• EXERCISE GOAL
Scan the lines below for the string "approved" and copy every one that has it.

****************************************

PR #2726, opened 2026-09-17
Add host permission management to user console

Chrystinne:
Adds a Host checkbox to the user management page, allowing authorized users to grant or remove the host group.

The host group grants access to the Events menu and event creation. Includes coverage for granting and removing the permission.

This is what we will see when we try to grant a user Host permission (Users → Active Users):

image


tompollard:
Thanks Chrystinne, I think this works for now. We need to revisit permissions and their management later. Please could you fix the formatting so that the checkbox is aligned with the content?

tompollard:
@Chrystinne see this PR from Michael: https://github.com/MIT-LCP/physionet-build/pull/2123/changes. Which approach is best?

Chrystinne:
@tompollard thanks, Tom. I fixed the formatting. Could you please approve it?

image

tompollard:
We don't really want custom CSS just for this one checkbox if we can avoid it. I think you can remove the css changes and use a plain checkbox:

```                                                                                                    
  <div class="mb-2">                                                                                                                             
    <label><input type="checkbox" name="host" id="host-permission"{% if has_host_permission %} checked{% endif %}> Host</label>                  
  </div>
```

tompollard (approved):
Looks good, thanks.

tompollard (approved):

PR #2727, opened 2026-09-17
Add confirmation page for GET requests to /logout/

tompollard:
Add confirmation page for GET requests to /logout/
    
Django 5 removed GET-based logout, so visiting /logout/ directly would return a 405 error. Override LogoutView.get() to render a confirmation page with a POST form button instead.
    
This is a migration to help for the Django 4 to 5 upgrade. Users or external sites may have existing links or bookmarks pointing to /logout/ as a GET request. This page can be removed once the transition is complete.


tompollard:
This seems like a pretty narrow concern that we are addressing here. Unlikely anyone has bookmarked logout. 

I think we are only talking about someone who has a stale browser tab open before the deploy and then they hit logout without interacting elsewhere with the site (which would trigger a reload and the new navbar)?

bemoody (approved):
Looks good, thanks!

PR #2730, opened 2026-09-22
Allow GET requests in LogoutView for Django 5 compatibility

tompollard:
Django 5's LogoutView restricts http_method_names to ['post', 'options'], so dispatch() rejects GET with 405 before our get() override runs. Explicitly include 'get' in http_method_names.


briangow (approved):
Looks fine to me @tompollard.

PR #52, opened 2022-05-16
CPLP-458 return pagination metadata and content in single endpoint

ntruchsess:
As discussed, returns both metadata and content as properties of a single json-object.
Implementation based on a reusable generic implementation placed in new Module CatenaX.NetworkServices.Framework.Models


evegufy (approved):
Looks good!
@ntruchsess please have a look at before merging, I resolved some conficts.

****************************************

• YOUR RESPONSE
tompollard (approved):
tompollard (approved):
bemoody (approved):
briangow (approved):
evegufy (approved):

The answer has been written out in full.